Im Oberhaus hat die konservative Partei von May keine eigene Mehrheit. Für die Premierministerin ist das Votum zumindest eine symbolische Niederlage. Das Unterhaus hatte ihr Brexit-Gesetz ohne Änderungen durchgewunken. Nun müssen sich die Abgeordneten im House of Commons erneut mit dem Gesetzentwurf beschäftigen. Es wird zwar erwartet, dass sie die Änderung der Lords rückgängig machen, doch mit dem Votum im Oberhaus ist die harte Linie der britischen Regierung infrage gestellt.

Die Regierung in London lehnt es ab, eine einseitige Garantie für EU-Bürger in Großbritannien auszusprechen. Das soll erst im Rahmen eines Abkommens geschehen, dass auch die Rechte von Briten in der EU sicherstellt. In Großbritannien leben etwa drei Millionen EU-Bürger. Knapp eine Million Briten leben auf dem Kontinent. Sie fürchten, ihr Aufenthaltsrecht und andere Vorteile zu verlieren.

Fraglich ist, ob der Zeitplan der Regierung nun durcheinandergeraten könnte.
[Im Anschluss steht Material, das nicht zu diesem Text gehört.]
PR #1275, opened 2023-12-19
Allow per-column bias in EpilogueTensorBroadcast

alihassanijr:
EpilogueTensorBroadcast only supports per-row vector broadcast, because the bias stride is hardcoded.

It can easily support both if the bias stride is made conditional, and the original behavior is maintained by defaulting to per-row.

Existing unit tests with `EpilogueTensorBroadcast` pass, and equivalent tests with per-col bias have been added.

### DIFF
--- a/include/cutlass/epilogue/collective/epilogue_tensor_broadcast.hpp
+++ b/include/cutlass/epilogue/collective/epilogue_tensor_broadcast.hpp
@@ -69,7 +69,8 @@ template <
   class StrideC_,
   class StrideD_,
   class ThreadEpilogueOp_,
-  class EpilogueSchedule_
+  class EpilogueSchedule_,
+  bool PerColumnBias_ = false
 >
 class EpilogueTensorBroadcast {
 public:
@@ -100,6 +101,9 @@ public:
   static constexpr bool IsBinaryOp0Enabled = ThreadEpilogueOp::IsBinaryOp0Enabled;
   static constexpr bool IsBinaryOp1Enabled = ThreadEpilogueOp::IsBinaryOp1Enabled;
   static constexpr bool IsUnaryOpEnabled = ThreadEpilogueOp::IsUnaryOpEnabled;
+
+  static constexpr bool PerColumnBias = PerColumnBias_;
+  using BiasStride = typename std::conditional<PerColumnBias, Stride<_0, _1, _0>, Stride<_1, _0, _0>>::type;
 
   struct SharedStorage { };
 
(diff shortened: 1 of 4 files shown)


include/cutlass/epilogue/collective/epilogue_tensor_broadcast.hpp
```diff
@@ -101,6 +102,9 @@ class EpilogueTensorBroadcast {
   static constexpr bool IsBinaryOp1Enabled = ThreadEpilogueOp::IsBinaryOp1Enabled;
   static constexpr bool IsUnaryOpEnabled = ThreadEpilogueOp::IsUnaryOpEnabled;
 
+  static constexpr bool PerColumnBias = PerColumnBias_;
+  using BiasStride = typename std::conditional<PerColumnBias, Stride<_0, _1, _0>, Stride<_1, _0, _0>>::type;
```
jackkosaian, line 106: We often prefer to use the `cute::` or `platform::` variants of things like `std::contditional` to work better with NVRTC.
```suggestion
  using BiasStride = cute::conditional_t<PerColumnBias, Stride<_0, _1, _0>, Stride<_1, _0, _0>>;
```

test/unit/gemm/device/gemm_testbed_3x_tensor_broadcast.hpp
```diff
@@ -263,7 +266,9 @@ struct Testbed3xTensorBroadcast {
         decltype(dummy_Aux),      
         decltype(dummy_Valpha),
         decltype(dummy_Vbeta),
-        ActivationFunctor> epilogue_params{
+        ActivationFunctor,
+        cutlass::plus<ElementCompute>,
+        /* PerColBias = */ PerColBias> epilogue_params{
```
jackkosaian, line 271: This inline comment seems unnecessary.
```suggestion
        PerColBias> epilogue_params{
```

test/unit/gemm/device/sm90_gemm_f16_f16_f16_tensor_op_f32_tensor_broadcast.cu
```diff
@@ -292,6 +292,253 @@ TEST(SM90_Device_Gemm_f16t_f16t_f32n_tensor_op_gmma_f32_warpspecialized_tensor_b
   EXPECT_TRUE(test::gemm::device::TestAllTensorBroadcast<Gemm>());
 }
 
+/////////////////////////////////////////////////////////////////////////////////////////////////
+///////////////////////////////////// per-column bias ///////////////////////////////////////////
+/////////////////////////////////////////////////////////////////////////////////////////////////
```
jackkosaian, line 297: It seems like this PR adds versions of all of the original tests, but with `PerColBias = true`. Would it be possible to reduce the number of tests added so that test count in these files doesn't double?

jackkosaian (changes requested):
Thank you for your contribution.

test/unit/gemm/device/sm90_gemm_f16_f16_f16_tensor_op_f32_tensor_broadcast.cu
alihassanijr: Thank you; yeah I just figured I'd be thorough, but most are just unnecessary. I removed everything but the single fp32 test, and applied the rest of the suggestions.

PR #1278, opened 2023-12-25
Fix flops calculation and tensor b stride calculation in the example 36

getianao:
The count of FMAs depends on the index-tensor-B rather than the entire tensor B. 
Additionally, there was an error in using 'n' instead of 'k' when determining the width of tensor B in the calculation of the stride.

### DIFF
--- a/examples/36_gather_scatter_fusion/gather_scatter_fusion.cu
+++ b/examples/36_gather_scatter_fusion/gather_scatter_fusion.cu
@@ -174,7 +174,7 @@ struct Options {
   double gflops(double runtime_s) const {
 
     // Number of real-valued multiply-adds
-    int64_t fmas = problem_size.m() * index_size * problem_size.k();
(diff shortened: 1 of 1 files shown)


examples/36_gather_scatter_fusion/gather_scatter_fusion.cu
```diff
@@ -173,8 +173,8 @@ struct Options {
   /// Compute performance in GFLOP/s
   double gflops(double runtime_s) const {
 
-    // Number of real-valued multiply-adds 
-    int64_t fmas = problem_size.product();
+    // Number of real-valued multiply-adds
+    int64_t fmas = int64_t(index_size) * problem_size.n() * problem_size.k();
```
hwu36, line 177: should it be 
`m * index_size * k` ?

getianao: fixed

hwu36 (approved):

PR #1287, opened 2023-12-31
expose stream API in python kernel call interfaces

K-Wu:
Hi there,

I exposed the stream as an option in the python kernel call interfaces. This is needed for my research project at U of I. Please let me know if this could be merged into your main branch with shepherding. 

Thank you.

Best Regards,
Kun

### DIFF
--- a/python/cutlass/op/conv.py
+++ b/python/cutlass/op/conv.py
@@ -131,6 +131,7 @@ from cutlass.backend.library import TensorDescription, TileDescription
 from cutlass.op.op import OperationBase
 from cutlass.shape import Conv2DProblemSize, MatrixCoord
 from cutlass.utils import check, datatypes
+from cuda import cuda
 
 
 class Conv2d(OperationBase):
@@ -733,7 +734,8 @@ class Conv2d(OperationBase):
             stride=(1, 1), padding=(0, 0), dilation=(1, 1),
             alpha=None, beta=None,
             split_k=("serial", 1), sync: bool = True,
-            print_module: bool = False) -> Conv2dArguments:
+            print_module: bool = False,
+            stream: cuda.CUstream = cuda.CUstream(0)) -> Conv2dArguments:
         """
         Runs the kernel currently specified. If it has not already been, the kernel is emitted and
         compiled. Tensors holding operands and outputs of the kernel are sourced either from the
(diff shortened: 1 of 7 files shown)


jackkosaian:
Thanks for your contribution, @K-Wu. I'll work on testing this out and will get back to you with any feedback.

python/cutlass/op/conv.py
```diff
@@ -733,7 +734,8 @@ def run(self, A=None, B=None, C=None, D=None,
             stride=(1, 1), padding=(0, 0), dilation=(1, 1),
             alpha=None, beta=None,
             split_k=("serial", 1), sync: bool = True,
-            print_module: bool = False) -> Conv2dArguments:
+            print_module: bool = False,
+            stream: cuda.CUstream = cuda.CUstream(0)) -> Conv2dArguments:
```
jackkosaian, line 738: Could you please update the docstrings for this and other methods that now take in `stream` as an argument?

K-Wu: Hi Jack, sure! This is addressed in commit 91becf9022ce9235d8af6fe7c4e648e6f7e8cb96.

K-Wu:
Hi @jackkosaian, thank you for your review! I have addressed your comment in commit 91becf9022ce9235d8af6fe7c4e648e6f7e8cb96.

Let me know if you need any further changes/clarifications. Thank you again.

jackkosaian:
Could you also add the following inside the `GemmGroupedArguments.__init__` in `python/cutlass/backend/gemm_operation.py`?

```python
        self.stream = kwargs.get("stream", cuda.CUstream(0))
```

This is needed because `GemmGroupedArguments` do not derive from `ArgumentsBase`, and, thus, do not have the `stream` member set.

K-Wu:
Nice catch! I have addressed it in the new commit.

> Could you also add the following inside the `GemmGroupedArguments.__init__` in `python/cutlass/backend/gemm_operation.py`?
> 
> ```python
>         self.stream = kwargs.get("stream", cuda.CUstream(0))
> ```
> 
> This is needed because `GemmGroupedArguments` do not derive from `ArgumentsBase`, and, thus, do not have the `stream` member set.

hwu36 (approved):

Issue #3117, opened 2026-03-20
[BUG] incorrect spin-loop synchronization


gonzalobg:
### Which component has the problem?

CuTe DSL

### Bug Report

**Describe the bug**
The following sample is using a spin-loop to acquire system-scope writes, but is using relaxed instead of acquire: https://github.com/NVIDIA/cutlass/blob/982748aa7356fa838c2ea4994ddcb0b2a4b4cefa/examples/python/CuTeDSL/distributed/distributed_gemm_reduce_scatter_blackwell.py#L1386

It then uses a warp barrier, but that warp barrier only orders memory operations issued by the same warp, not other warps or other thread blocks, like the example is relying on.

**Expected behavior**
I expected the spin-loop to use acquire memory ordering.

**Additional context**
This is a customer request (ping me internally for more details if needed).

brandon-yujie-sun:
@shubaoyu2

shubaoyu2:
thanks for debugging this! here is the fix MR https://github.com/NVIDIA/cutlass/pull/3118

XiaoSongXS:
please ping Bangyu / Xiao on cutedsl distributed example. there is a reason we use relaxed here

XiaoSongXS:
both acquire or relaxed work on this case as subsequent read is multimem.ld_reduce, which bypass l1. what acquire does is to CCTL.IVALL invalidate l1. l1 does not play in this story.

for good perf in this case, yes use relax is enough 

for general purpose programing, use acquire is a good idea

will have some compiler optimization in future that allow use to use acquire and generate relaxed code based on use case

Eigentlich sollte das Gesetz bis zum 7. März von beiden Häusern verabschiedet werden. Ob das gelingt, ist ungewiss.

Bis spätestens Ende März will die britische Regierung den EU-Austritt einleiten. Dazu braucht Premierministerin Theresa May die Zustimmung des Parlaments zum Brexit-Gesetz. Noch Stunden vor der Abstimmung im Oberhaus zeigte sich May bei einer Fragestunde im Unterhaus zuversichtlich, dass der Zeitplan eingehalten werden kann.